DIRECTIONS: In the entries that follow, find the line containing "-6866,6 +6866,9 @@ class", then output exactly every line from the first through that one.

GIVEN DATA:

PR #1743, opened 2020-05-14
PTL is not updating its internal structures after qmgr set server operation

nithinj:
#### Describe Bug or Feature
PTL internally maintains the old state even after updating certain attributes such as scheduling using qmgr operation. As a consequence of this expect routine will trigger the scheduling cycle even if the last operation sets the scheduling to false.

#### Describe Your Change

Set the hostname as the id of the server object.

### DIFF
--- a/test/fw/ptl/lib/pbs_testlib.py
+++ b/test/fw/ptl/lib/pbs_testlib.py
@@ -6866,6 +6866,9 @@ class Server(PBSService):
                             break
                     if rc == 0:
                         rc = tmprc
+
+        if id is None and obj_type == SERVER:
+            id = self.hostname
         bs_list = []
         if cmd == MGR_CMD_DELETE and oid is not None and rc == 0:
             for i in oid:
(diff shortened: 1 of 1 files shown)


nithinj:
That's the consequence of this bug. Expect often performs on job status, not on server status.

test/fw/ptl/lib/pbs_testlib.py
```diff
@@ -6866,6 +6866,9 @@ def manager(self, cmd, obj_type, attrib=None, id=None, extend=None,
                             break
                     if rc == 0:
                         rc = tmprc
+
+        if id is None and obj_type == SERVER:
+            id = self.hostname
```
agrawalravi90, line 6871: should it be pbs_conf["PBS_SERVER"] instead of self.hostname?

nithinj:
@agrawalravi90 ,
I have addressed your comment. please have a look.

PR #1747, opened 2020-05-18
Jobs overlap with resvs with buckets and psets

bhroam:
#### Describe Bug or Feature
When using the node bucket code path with placement sets enabled, it is possible for a job to run and interfere with a reservation.

#### Describe Your Change
The change is easy, but requires a little bit of explanation of the how the node buckets work.
1. Nodes know all of the run events that affect that node
2. When creating a bucket, we create 3 pools of nodes: busy, busy later (free now, but busy later), and totally free.  We create the busy later pool by looking at the events on the nodes.  If there is one, we add the node to the busy later pool.
3. Each placement set has its own set of buckets

The issue is we create the placement sets before we add the reservation events on the nodes.  This means all nodes with reservations on them are added to the totally free pool.  Since they are in this pool, the bucket path doesn't bother checking for the reservations when running jobs.

The fix is to add the events to the nodes before creating the placement sets.

[resv_overlap.log](https://github.com/PBSPro/pbspro/files/4647312/resv_overlap.log)

### DIFF
--- a/src/scheduler/fifo.c
+++ b/src/scheduler/fifo.c
@@ -1680,13 +1680,6 @@ run_update_resresv(status *policy, int pbs_sd, server_info *sinfo,
 			int sort_nodepart = 0;
 			for (i = 0; ns[i] != NULL; i++) {
 				int j;
-				te_list *te;
-				for (te = ns[i]->ninfo->node_events; te != NULL; te = te->next) {
-					/*
-					log_eventf(PBSEVENT_DEBUG, PBS_EVENTCLASS_NODE, LOG_DEBUG, resresv->name,
-						   "Node: %s Event %s, time %ld", ns[i]->ninfo->name, te->event->name, te->event->event_time);
-					*/
-				}
 				update_node_on_run(ns[i], rr, &old_state);
 				if (ns[i]->ninfo->np_arr != NULL) {
 					for (j = 0; ns[i]->ninfo->np_arr[j] != NULL; j++) {
--- a/src/scheduler/fifo.c
+++ b/src/scheduler/fifo.c
@@ -1680,6 +1680,13 @@ run_update_resresv(status *policy, int pbs_sd, server_info *sinfo,
 			int sort_nodepart = 0;
 			for (i = 0; ns[i] != NULL; i++) {
 				int j;
+				te_list *te;
+				for (te = ns[i]->ninfo->node_events; te != NULL; te = te->next) {
+					/*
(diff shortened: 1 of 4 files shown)


src/scheduler/fifo.c
```diff
@@ -1680,6 +1680,13 @@ run_update_resresv(status *policy, int pbs_sd, server_info *sinfo,
 			int sort_nodepart = 0;
 			for (i = 0; ns[i] != NULL; i++) {
 				int j;
+				te_list *te;
+				for (te = ns[i]->ninfo->node_events; te != NULL; te = te->next) {
+					/*
+					log_eventf(PBSEVENT_DEBUG, PBS_EVENTCLASS_NODE, LOG_DEBUG, resresv->name,
+						   "Node: %s Event %s, time %ld", ns[i]->ninfo->name, te->event->name, te->event->event_time);
+					*/
+				}
```
vstumpf, line 1689: Did you mean to leave this here?

test/tests/functional/pbs_node_buckets.py
```diff
@@ -663,6 +663,43 @@ def test_psets_calendaring(self):
...
+                                                  'node_group_enable': True})
+
+        now = int(time.time())
+        a = {'Resource_List.select': '10010:ncpus=1',
+             'Resource_List.place': 'scatter:excl',
+             'reserve_start': now + 600, 'reserve_end': now + 3600}
+        r = Reservation(attrs=a)
+        rid = self.server.submit(r)
+        self.server.expect(RESV, {'reserve_state':
+                                  (MATCH_RE, 'RESV_CONFIRME|2')}, id=rid)
```
vstumpf, line 684: Change it to `RESV_CONFIRMED`

test/tests/functional/pbs_node_buckets.py
```diff
@@ -663,6 +663,43 @@ def test_psets_calendaring(self):
...
+        self.server.expect(JOB, 'estimated.exec_vnode', id=jid, op=SET)
+
+        n = self.server.status(NODE, 'resources_available.shape')
+        st = self.server.status(JOB, 'estimated.exec_vnode', id=jid)[0]
+        nodes = j.get_vnodes(st['estimated.exec_vnode'])
+
+        s = [x['resources_available.shape']
+             for x in n if x['id'] in nodes]
+        self.assertEqual(len(set(s)), 1,
+                         "Job1 will run in more than one placement set")
```
vstumpf, line 701: Only one job, just say `Job will run...`

PR #1749, opened 2020-05-19
Test failures on slow machines

arungrover:
#### Describe Bug or Feature
There are a bunch of test failures on slow machines and this PR addresses them
1 - test_limits_queues(Multi-sched test suite) is failing on slow machines. It is unable to find a log message in scheduler logs. The log message is logged in the same second log_match function decides to bail out because it reached max_attempts.

2 - test_advance_resv_in_multi_sched fails on slow machines. There has been a case that by the time the test does pbs_rstat and by the time it receives a reply more than 10 seconds pass and the reservation ends because it was only 10 seconds long.

3 - On some slow machines est_advance_confirmed_resv_reconfirm test case fails. It submits a reservation 15 seconds in the future and then sets server reserve_retry_time to 5 seconds. It then offlines the node where this reservation was confirmed. After this, the test issues pbs_rstat to see if the reservation is in a DEGRADED state. This check fails because by the time pbs_rstat command returns  5 seconds passes and the reservation gets confirmed on a different node.

4 - test_alarm_more_than_freq test fails on slow machines. The test expects a hook run and hook end message to be log between 10 to 11 seconds. On slow machines hook itself sometimes takes more than 10 seconds to run which means the hook end message is logged at a later time which makes the test fail.

5 - test_admin_resume_loop tests that a job is admin-suspended and resumed 15 times and checks that the node correctly moves in and out of maintenance state. On a slow machine, the job ends before the test could loop 15 times.

#### Describe Your Change
Respective solution - 
1 - Removed max_attemps from log_match function in test_limits_queues test.
2 - Increased the duration of the reservation.
3 - Fixed by stopping scheduling before offlining the node and start it back again after confirming the reservation's state.
4 - The issue is fixed by relaxing the test to accommodate for slow machines and expect the log to be logged anywhere between the hook sleep time to hook alarm time.
5 - Increased sleep time of the job.

#### Link to Design Doc
NA

[test_svr_periodic_hook.txt](https://github.com/PBSPro/pbspro/files/4647580/test_svr_periodic_hook.txt)
[test_multi_sched.txt](https://github.com/PBSPro/pbspro/files/4647581/test_multi_sched.txt)
[test_admin_suspend.txt](https://github.com/PBSPro/pbspro/files/4647582/test_admin_suspend.txt)

### DIFF
--- a/test/tests/functional/pbs_server_periodic_hook.py
+++ b/test/tests/functional/pbs_server_periodic_hook.py
@@ -110,7 +110,7 @@ pbs.logmsg(pbs.LOG_DEBUG, "periodic hook ended at %%d" %% time.time())
                 time_logged = self.get_timestamp(msg[1])
                 if alarm != 0:
                         self.assertLessEqual(time_logged - time_expected,
-                                        alarm - hook_run_time)
+                                             alarm - hook_run_time)
                 else:
                         self.assertLessEqual(time_logged - time_expected, 1)
 
--- a/test/tests/functional/pbs_server_periodic_hook.py
+++ b/test/tests/functional/pbs_server_periodic_hook.py
@@ -109,10 +109,10 @@ pbs.logmsg(pbs.LOG_DEBUG, "periodic hook ended at %%d" %% time.time())
                                             starttime=search_after)
                 time_logged = self.get_timestamp(msg[1])
                 if alarm != 0:
-                        self.assertLess((time_logged - time_expected),
-                                        (alarm - hook_run_time))
+                        self.assertLess(time_logged - time_expected,
+                                        alarm - hook_run_time)
                 else:
-                        self.assertFalse((time_logged - time_expected) > 1)
+                        self.assertLess(time_logged - time_expected, 1)
 
                 if hook_run_time <= freq:
                     intr = freq - hook_run_time
--- a/test/tests/functional/pbs_server_periodic_hook.py
+++ b/test/tests/functional/pbs_server_periodic_hook.py
@@ -109,10 +109,10 @@ pbs.logmsg(pbs.LOG_DEBUG, "periodic hook ended at %%d" %% time.time())
                                             starttime=search_after)
                 time_logged = self.get_timestamp(msg[1])
                 if alarm != 0:
-                        self.assertLess(time_logged - time_expected,
+                        self.assertLessEqual(time_logged - time_expected,
                                         alarm - hook_run_time)
                 else:
-                        self.assertLess(time_logged - time_expected, 1)
+                        self.assertLessEqual(time_logged - time_expected, 1)
 
                 if hook_run_time <= freq:
                     intr = freq - hook_run_time
--- a/test/tests/functional/pbs_server_periodic_hook.py
+++ b/test/tests/functional/pbs_server_periodic_hook.py
@@ -53,8 +53,8 @@ pbs.logmsg(pbs.LOG_DEBUG, "periodic hook ended at %%d" %% time.time())
         """
         function to create a hook script.
         It accepts 2 arguments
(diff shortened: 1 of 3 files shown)


test/tests/functional/pbs_server_periodic_hook.py
```diff
@@ -106,7 +108,11 @@ def check_next_occurances(self, count, freq,
                                             interval=(hook_run_time + 1),
                                             starttime=search_after)
                 time_logged = self.get_timestamp(msg[1])
-                self.assertFalse((time_logged - time_expected) > 1)
+                if alarm != 0:
+                        self.assertLess((time_logged - time_expected),
+                                        (alarm - hook_run_time))
+                else:
+                        self.assertFalse((time_logged - time_expected) > 1)
```
vstumpf, line 115: Can you change this to an assertLess?

test/tests/functional/pbs_server_periodic_hook.py
```diff
@@ -106,7 +108,11 @@ def check_next_occurances(self, count, freq,
                                             interval=(hook_run_time + 1),
                                             starttime=search_after)
                 time_logged = self.get_timestamp(msg[1])
-                self.assertFalse((time_logged - time_expected) > 1)
+                if alarm != 0:
+                        self.assertLess((time_logged - time_expected),
+                                        (alarm - hook_run_time))
```
bhroam, line 113: I don't think the two extra set of () are needed.  They are two different arguments into the assert function.  There can't be any confusion on what is going on.

test/tests/functional/pbs_server_periodic_hook.py
```diff
@@ -70,17 +70,19 @@ def get_timestamp(self, msg):
...
-        - check_for_hook_end	If it is true then the functions checks for
-                                hook end messages.
+        - count                     to know how many times to repeat
+                                    checking these logs
+        - freq                      is the frequency set in pbs server to run
+                                    this hook
+        - hook_run_time             is the amount of time hook takes to run.
+        - check_for_hook_end        If it is true then the functions checks for
+                                    hook end messages.
+        - alarm                     hook alarm
```
bhroam, line 85: If this is the hook alarm, don't you need to set it via a manager() call?

arungrover: The alarm is set by the caller while creating and importing the hook.

test/tests/functional/pbs_server_periodic_hook.py
```diff
@@ -106,7 +108,11 @@ def check_next_occurances(self, count, freq,
                                             interval=(hook_run_time + 1),
                                             starttime=search_after)
                 time_logged = self.get_timestamp(msg[1])
-                self.assertFalse((time_logged - time_expected) > 1)
+                if alarm != 0:
+                        self.assertLess(time_logged - time_expected,
+                                        alarm - hook_run_time)
+                else:
+                        self.assertLess(time_logged - time_expected, 1)
```
vstumpf, line 115: Oops, sorry, should this be assertLessEqual? Just to keep the original assert the same? Or should it actually be assertLess.

arungrover: You are right, since get_timestamp returns an integer, in some cases it could be 1 second apart and that should be acceptable. I guess I should do the same for the other assert as well.

bhroam: Is this a case where we should use the fuzzy assert?  I can't remember the name of it off the top of my head, but you provide X, Y, and a delta where X and Y should be equal within the delta?

arungrover:
Tests passed on slow machines. These are the test job ids - 939299 to 93930

arungrover:
PR is ready for merge

PR #1753, opened 2020-05-19
pbs_snapshot obfuscate fails for remote hosts

agrawalravi90:
#### Describe Bug or Feature

Fixing 2 issues:
- obfuscate.map file wasn't correctly copied over from remote host:
2020-05-19 18:22:35,841 INFOCLI2 pbs: /usr/bin/scp -p momhost:/home/ragrawal/obfuscate.map ./momhost_/home/ragrawal/obfuscate.map
2020-05-19 18:22:40,144 ERROR    err: ['./momhost_/home/ragrawal/obfuscate.map: No such file or directory']
2020-05-19 18:22:40,144 ERROR    ['./momhost_/home/ragrawal/obfuscate.map: No such file or directory']
2020-05-19 18:22:40,144 ERROR    Error copying map file from host momhost

- --obfuscate would fail on remote hosts when the remote host didn't have any .JB files as follows:
File "/opt/pbs/unsupported/fw/bin/pbs_snapshot.py", line 337, in <module>
main_snap = capture_local_snap(with_sudo)
File "/opt/pbs/unsupported/fw/bin/pbs_snapshot.py", line 197, in capture_local_snap
obj.obfuscate_snapshot(snap_name, map_file, sudo_val)
File "/opt/pbs/unsupported/fw/ptl/utils/pbs_snaputils.py", line 523, in obfuscate_snapshot
for name in os.listdir(jobspath):
FileNotFoundError: [Errno 2] No such file or directory: '/home/pbsroot/TEST/tmp/tests/snapshot_20191212_01_06_16/mom_priv/jobs''

#### Describe Your Change

- Added a check to see if listdir() on the jobs files returns None
- We were using the full path to copy the map file over, that's what was causing the copy to fail, now extracting the filename from path and using that for copy

### DIFF
--- a/test/fw/ptl/utils/pbs_snaputils.py
+++ b/test/fw/ptl/utils/pbs_snaputils.py
@@ -531,7 +531,7 @@ class ObfuscateSnapshot(object):
                     if printjob is not None:
                         cmd = [printjob, fpath]
                         ret = self.du.run_cmd(cmd=cmd, sudo=sudo_val,
-                                                as_script=True)
+                                              as_script=True)
                     self.du.rm(path=fpath)
                     if ret is not None and ret["out"] is not None:
                         jbcontent[name] = "\n".join(ret["out"])
--- a/test/fw/ptl/utils/pbs_snaputils.py
+++ b/test/fw/ptl/utils/pbs_snaputils.py
@@ -401,7 +401,7 @@ class ObfuscateSnapshot(object):
 
         shutil.move(fout, file_path)
 
-    def obfuscate_acct_logs(self, snap_dir):
+    def obfuscate_acct_logs(self, snap_dir, sudo_val):
         """
         Helper function to obfuscate accounting logs
 
@@ -417,7 +417,7 @@ class ObfuscateSnapshot(object):
         attrs_to_obf += acct_extras
 
         acct_path = os.path.join(snap_dir, "server_priv", "accounting")
-        acct_fnames = os.listdir(acct_path)
+        acct_fnames = self.du.listdir(path=acct_path, sudo=sudo_val)
         for acct_fname in acct_fnames:
             acct_fpath = os.path.join(acct_path, acct_fname)
             self._obfuscate_acct_file(attrs_to_obf, acct_fpath)
@@ -498,7 +498,7 @@ class ObfuscateSnapshot(object):
         # Note: We can't rely on sed to do this because there might be logs
         # From long back which have usernames & hostnames that didn't get
         # captured in the qstat/pbs_rstat/pbsnodes outputs
-        self.obfuscate_acct_logs(snap_dir)
+        self.obfuscate_acct_logs(snap_dir, sudo_val)
 
         # Until we can support obfuscating daemon logs, delete them
         svr_logs = os.path.join(snap_dir, SVR_LOGS_PATH)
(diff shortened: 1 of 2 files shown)


bhroam:
Travis failed due to a PEP8 failure.

test/fw/ptl/utils/pbs_snaputils.py
```diff
@@ -522,21 +522,23 @@ def obfuscate_snapshot(self, snap_dir, map_file, sudo_val):
...
-                                          as_script=True)
-                self.du.rm(path=fpath)
-                if ret is not None and ret["out"] is not None:
-                    jbcontent[name] = "\n".join(ret["out"])
-            # Also delete any other files/directories inside mom_priv/jobs
-            else:
-                path = os.path.join(jobspath, name)
-                self.du.rm(path=path, recursive=True, force=True)
+        jbfilelist = self.du.listdir(path=jobspath, sudo=sudo_val)
+        if jbfilelist is not None:
```
hirenvadalia, line 526: Just a suggestion (because looks like you have used `is not None` in the whole file): `is not None` is not required here and other places you can simply do `if jbfilelist:`

test/fw/ptl/utils/pbs_snaputils.py
```diff
@@ -522,21 +522,23 @@ def obfuscate_snapshot(self, snap_dir, map_file, sudo_val):
...
+            for name in jbfilelist:
+                if name.endswith(".JB"):
+                    ret = None
+                    fpath = os.path.join(jobspath, name)
+                    if printjob is not None:
+                        cmd = [printjob, fpath]
+                        ret = self.du.run_cmd(cmd=cmd, sudo=sudo_val,
+                                                as_script=True)
+                    self.du.rm(path=fpath)
+                    if ret is not None and ret["out"] is not None:
```
hirenvadalia, line 536: shouldn't you need to check for `ret['rc'] == 0` ? if not 0 then log some error message or log whatever in `ret['err']`

test/fw/ptl/utils/pbs_snaputils.py
agrawalravi90: Why? I specifically want to test that it is not None .. "if X" will return True/False for a number of reasons .. probably doesn't make a difference here, but I think it's good practice to always check for exactly what you expect the function to return.

test/fw/ptl/utils/pbs_snaputils.py
agrawalravi90: Since I'm not setting logerr=False for run_cmd(), it should automatically log any errors encountered right?

agrawalravi90:
@bhroam thanks for the sign-off!
@hirenvadalia Thanks a ton for the review! I've replied to your comments, please let me know what you think.

test/fw/ptl/utils/pbs_snaputils.py
hirenvadalia: In my view, self.du.listdir itself is wrong, in python, you should return only one return type not multiple from the method, and here self.du.listdir is returning either None or list, which it shouldn't. It should return list always and if the given path doesn't exist then it should either return an empty list or raise an exception. (Not sure but if AFAIK, this will be flagged as
But anyway, that's for future enhancement/refactoring of PTL, I am ok if you don't want to change right now, I was just giving suggestion, take it or leave it up to you 😄

test/fw/ptl/utils/pbs_snaputils.py
hirenvadalia: Ah, missed that! please ignore comment

test/fw/ptl/utils/pbs_snaputils.py
agrawalravi90: I agree, the functions should ideally return only 1 type. Thanks for the suggestions, they are very much welcome, but I'd like to keep this one as it is :)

SOLUTION FOR THIS PROBLEM:
PR #1743, opened 2020-05-14
PTL is not updating its internal structures after qmgr set server operation

nithinj:
#### Describe Bug or Feature
PTL internally maintains the old state even after updating certain attributes such as scheduling using qmgr operation. As a consequence of this expect routine will trigger the scheduling cycle even if the last operation sets the scheduling to false.

#### Describe Your Change

Set the hostname as the id of the server object.

### DIFF
--- a/test/fw/ptl/lib/pbs_testlib.py
+++ b/test/fw/ptl/lib/pbs_testlib.py
@@ -6866,6 +6866,9 @@ class Server(PBSService):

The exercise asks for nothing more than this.